#### Task description
Please count the lines below that contain the word "matters", and reply with that number alone.

#### Provided data
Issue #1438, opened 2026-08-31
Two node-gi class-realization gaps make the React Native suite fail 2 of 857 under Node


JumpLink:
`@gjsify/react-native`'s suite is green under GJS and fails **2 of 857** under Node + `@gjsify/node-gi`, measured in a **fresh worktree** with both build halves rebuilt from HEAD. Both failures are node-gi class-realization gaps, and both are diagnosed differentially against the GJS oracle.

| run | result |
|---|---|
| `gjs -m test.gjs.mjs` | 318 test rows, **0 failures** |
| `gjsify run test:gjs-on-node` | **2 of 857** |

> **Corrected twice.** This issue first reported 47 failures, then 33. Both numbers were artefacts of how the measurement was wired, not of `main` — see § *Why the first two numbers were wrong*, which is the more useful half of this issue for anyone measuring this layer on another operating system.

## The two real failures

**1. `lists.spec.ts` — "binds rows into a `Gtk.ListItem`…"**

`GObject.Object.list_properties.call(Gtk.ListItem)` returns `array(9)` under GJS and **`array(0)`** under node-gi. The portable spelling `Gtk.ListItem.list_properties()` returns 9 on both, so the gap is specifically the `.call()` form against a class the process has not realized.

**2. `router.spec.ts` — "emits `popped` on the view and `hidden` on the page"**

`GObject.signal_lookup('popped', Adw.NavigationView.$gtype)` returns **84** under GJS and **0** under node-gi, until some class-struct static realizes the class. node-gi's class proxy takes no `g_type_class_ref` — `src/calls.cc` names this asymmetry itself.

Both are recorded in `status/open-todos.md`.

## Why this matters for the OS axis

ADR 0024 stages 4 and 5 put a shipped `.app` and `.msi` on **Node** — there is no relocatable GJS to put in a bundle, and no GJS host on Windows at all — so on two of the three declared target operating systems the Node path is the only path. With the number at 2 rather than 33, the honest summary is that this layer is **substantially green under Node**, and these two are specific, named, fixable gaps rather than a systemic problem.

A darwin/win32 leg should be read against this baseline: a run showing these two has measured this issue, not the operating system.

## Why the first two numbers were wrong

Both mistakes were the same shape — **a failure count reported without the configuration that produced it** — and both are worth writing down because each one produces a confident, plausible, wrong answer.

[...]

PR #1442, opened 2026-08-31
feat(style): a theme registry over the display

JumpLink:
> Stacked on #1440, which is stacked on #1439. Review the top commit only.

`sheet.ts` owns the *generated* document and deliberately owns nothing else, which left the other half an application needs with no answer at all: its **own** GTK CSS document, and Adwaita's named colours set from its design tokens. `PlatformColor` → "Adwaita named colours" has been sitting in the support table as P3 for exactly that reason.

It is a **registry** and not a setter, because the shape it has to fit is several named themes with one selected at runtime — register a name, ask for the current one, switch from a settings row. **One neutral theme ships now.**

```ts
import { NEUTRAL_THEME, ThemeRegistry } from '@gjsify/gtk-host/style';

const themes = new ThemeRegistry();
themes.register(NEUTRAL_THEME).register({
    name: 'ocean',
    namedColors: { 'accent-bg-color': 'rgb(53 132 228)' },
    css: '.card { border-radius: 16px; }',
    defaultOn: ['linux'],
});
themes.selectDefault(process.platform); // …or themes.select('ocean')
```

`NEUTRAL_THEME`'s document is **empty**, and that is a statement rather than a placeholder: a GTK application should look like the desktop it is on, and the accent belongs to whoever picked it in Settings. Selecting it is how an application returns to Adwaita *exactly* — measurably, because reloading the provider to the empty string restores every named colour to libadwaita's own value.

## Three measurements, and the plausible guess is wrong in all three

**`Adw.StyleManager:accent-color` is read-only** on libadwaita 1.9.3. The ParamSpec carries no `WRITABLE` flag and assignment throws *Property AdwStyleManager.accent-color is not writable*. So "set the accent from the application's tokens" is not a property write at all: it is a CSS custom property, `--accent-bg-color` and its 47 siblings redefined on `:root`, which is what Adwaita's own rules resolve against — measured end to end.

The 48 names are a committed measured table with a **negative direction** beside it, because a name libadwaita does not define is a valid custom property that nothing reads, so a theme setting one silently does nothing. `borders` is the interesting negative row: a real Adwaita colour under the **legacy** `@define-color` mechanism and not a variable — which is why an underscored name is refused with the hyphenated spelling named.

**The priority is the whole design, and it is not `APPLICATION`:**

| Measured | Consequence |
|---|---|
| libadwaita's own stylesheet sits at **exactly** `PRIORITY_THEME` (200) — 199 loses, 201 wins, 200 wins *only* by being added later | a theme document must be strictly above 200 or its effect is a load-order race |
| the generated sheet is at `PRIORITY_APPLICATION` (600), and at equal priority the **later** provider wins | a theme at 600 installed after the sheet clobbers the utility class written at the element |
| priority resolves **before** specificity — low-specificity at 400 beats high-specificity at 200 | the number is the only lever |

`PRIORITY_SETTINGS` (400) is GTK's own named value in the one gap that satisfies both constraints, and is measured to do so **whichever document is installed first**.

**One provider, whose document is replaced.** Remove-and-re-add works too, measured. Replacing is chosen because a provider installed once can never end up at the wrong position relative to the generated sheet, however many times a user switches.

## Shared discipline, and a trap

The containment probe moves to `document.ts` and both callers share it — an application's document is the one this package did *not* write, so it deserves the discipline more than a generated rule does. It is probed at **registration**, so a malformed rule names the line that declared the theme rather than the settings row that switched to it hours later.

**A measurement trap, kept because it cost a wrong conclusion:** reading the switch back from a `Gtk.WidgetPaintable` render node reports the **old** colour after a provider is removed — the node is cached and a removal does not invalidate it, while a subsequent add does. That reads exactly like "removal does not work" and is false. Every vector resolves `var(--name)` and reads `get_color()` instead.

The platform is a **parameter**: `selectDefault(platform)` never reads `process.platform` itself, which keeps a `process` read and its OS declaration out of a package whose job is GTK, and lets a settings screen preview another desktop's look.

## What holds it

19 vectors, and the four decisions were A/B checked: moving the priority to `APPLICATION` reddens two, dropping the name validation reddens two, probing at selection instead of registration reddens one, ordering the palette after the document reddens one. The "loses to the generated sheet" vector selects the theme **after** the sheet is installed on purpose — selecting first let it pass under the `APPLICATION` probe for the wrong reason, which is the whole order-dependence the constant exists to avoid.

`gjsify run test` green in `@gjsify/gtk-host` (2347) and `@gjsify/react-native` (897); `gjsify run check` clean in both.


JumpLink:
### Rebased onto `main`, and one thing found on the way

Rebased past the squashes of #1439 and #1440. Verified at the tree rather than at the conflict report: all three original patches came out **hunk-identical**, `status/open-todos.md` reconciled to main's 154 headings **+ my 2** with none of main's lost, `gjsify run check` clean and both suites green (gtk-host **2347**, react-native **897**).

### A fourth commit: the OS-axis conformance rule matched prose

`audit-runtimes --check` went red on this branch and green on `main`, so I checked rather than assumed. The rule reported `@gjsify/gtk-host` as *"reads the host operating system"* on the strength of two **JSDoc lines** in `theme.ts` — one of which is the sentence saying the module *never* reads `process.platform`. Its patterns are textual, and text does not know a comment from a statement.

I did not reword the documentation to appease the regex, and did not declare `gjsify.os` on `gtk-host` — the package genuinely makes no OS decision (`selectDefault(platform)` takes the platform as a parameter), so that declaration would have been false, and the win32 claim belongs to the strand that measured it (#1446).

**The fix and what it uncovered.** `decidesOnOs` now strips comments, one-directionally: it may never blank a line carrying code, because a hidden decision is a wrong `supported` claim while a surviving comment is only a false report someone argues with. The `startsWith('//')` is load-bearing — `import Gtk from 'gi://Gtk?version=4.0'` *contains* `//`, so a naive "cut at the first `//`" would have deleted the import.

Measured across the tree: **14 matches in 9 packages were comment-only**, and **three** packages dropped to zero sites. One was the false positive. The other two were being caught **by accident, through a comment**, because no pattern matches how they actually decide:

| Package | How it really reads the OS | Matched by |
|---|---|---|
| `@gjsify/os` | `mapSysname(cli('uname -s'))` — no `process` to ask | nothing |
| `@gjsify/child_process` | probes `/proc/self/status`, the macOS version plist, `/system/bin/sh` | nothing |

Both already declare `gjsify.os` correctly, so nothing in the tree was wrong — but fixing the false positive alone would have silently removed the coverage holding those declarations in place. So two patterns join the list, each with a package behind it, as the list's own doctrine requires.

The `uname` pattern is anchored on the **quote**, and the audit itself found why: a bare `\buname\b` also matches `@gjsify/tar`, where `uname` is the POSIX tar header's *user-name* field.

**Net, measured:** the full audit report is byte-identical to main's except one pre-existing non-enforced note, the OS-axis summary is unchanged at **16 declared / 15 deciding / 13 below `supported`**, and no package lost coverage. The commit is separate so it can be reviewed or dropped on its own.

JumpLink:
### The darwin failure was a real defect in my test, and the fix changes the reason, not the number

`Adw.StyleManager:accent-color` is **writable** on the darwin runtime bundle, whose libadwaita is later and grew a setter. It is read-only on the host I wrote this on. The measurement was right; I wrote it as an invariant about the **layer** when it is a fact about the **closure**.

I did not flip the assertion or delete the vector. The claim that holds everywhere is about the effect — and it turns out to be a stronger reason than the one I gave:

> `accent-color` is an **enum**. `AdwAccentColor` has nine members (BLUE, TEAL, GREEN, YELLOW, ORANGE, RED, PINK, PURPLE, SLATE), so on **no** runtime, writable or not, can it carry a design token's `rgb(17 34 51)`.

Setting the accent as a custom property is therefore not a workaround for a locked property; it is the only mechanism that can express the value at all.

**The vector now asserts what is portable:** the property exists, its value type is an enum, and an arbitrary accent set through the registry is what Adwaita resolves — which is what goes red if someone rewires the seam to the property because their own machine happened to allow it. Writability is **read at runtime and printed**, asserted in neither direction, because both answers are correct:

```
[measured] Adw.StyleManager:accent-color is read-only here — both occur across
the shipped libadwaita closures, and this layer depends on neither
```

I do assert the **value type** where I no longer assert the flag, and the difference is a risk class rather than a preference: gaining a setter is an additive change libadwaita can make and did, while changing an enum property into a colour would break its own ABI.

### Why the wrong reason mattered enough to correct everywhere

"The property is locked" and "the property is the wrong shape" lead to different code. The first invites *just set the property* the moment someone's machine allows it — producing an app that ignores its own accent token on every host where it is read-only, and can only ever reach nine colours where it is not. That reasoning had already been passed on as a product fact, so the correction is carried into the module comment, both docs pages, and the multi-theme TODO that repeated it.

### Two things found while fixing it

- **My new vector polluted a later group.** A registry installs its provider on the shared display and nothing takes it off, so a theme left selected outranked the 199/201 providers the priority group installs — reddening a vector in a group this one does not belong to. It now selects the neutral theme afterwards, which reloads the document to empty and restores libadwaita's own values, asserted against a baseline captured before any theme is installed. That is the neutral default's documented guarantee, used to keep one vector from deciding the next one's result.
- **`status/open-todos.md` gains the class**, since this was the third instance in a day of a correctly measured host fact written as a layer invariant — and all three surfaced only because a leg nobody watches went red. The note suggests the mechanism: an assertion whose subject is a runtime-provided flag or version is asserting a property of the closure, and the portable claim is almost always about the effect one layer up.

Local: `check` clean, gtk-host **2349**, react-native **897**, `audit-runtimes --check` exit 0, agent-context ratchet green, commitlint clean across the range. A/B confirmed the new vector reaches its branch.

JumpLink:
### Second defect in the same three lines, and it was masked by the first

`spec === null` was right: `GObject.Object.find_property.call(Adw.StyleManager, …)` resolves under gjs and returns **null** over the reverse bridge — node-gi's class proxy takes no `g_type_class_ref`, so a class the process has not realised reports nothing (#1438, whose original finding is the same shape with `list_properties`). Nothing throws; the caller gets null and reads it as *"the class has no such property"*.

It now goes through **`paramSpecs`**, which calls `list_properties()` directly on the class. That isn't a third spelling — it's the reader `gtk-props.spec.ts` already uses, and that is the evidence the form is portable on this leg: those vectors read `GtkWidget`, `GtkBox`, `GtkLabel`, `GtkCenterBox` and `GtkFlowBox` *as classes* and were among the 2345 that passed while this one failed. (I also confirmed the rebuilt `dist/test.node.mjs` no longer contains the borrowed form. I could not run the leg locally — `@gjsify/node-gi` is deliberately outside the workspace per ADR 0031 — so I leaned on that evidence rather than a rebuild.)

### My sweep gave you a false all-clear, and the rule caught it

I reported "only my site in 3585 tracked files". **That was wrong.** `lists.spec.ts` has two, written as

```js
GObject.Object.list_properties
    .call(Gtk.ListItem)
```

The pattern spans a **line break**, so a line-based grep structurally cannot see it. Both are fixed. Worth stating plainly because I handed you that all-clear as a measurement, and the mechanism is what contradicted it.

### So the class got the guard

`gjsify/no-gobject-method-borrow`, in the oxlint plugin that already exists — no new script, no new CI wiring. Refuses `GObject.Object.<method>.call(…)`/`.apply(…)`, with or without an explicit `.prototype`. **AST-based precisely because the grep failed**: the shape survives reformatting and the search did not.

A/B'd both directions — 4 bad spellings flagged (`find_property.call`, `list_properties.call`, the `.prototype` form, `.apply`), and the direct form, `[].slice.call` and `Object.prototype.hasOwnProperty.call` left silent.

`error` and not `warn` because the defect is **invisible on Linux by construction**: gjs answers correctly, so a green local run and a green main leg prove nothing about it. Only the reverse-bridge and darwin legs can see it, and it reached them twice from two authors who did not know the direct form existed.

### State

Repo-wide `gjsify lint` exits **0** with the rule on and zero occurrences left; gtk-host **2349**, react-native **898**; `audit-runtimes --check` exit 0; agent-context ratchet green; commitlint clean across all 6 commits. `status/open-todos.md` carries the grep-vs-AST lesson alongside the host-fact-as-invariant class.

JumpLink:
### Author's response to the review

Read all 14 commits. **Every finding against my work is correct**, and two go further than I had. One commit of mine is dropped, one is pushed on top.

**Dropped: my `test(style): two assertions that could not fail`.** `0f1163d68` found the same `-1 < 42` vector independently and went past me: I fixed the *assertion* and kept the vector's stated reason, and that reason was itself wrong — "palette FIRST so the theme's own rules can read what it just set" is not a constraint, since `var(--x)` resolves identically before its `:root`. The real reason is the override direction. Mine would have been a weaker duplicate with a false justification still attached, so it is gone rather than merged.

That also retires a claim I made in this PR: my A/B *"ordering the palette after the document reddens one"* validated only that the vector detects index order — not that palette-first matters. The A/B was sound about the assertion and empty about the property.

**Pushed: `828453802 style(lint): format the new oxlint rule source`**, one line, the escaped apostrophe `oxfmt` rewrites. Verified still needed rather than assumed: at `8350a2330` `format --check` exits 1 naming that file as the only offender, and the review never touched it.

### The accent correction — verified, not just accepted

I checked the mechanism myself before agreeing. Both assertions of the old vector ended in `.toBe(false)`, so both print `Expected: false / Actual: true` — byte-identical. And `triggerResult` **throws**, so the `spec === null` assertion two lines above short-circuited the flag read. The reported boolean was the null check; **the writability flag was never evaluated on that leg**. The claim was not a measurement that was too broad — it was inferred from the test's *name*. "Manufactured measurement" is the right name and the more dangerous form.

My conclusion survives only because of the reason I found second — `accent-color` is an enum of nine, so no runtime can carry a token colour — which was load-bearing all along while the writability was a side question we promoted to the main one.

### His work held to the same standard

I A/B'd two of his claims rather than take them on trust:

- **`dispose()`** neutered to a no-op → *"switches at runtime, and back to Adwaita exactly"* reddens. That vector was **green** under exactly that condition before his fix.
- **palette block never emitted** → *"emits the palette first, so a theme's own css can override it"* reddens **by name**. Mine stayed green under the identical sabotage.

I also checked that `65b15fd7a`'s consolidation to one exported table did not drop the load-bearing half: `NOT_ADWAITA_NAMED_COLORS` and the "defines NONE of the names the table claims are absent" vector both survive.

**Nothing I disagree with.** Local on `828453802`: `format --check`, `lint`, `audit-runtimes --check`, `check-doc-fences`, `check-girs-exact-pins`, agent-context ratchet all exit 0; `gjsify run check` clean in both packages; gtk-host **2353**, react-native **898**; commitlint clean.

#### Worked solution
2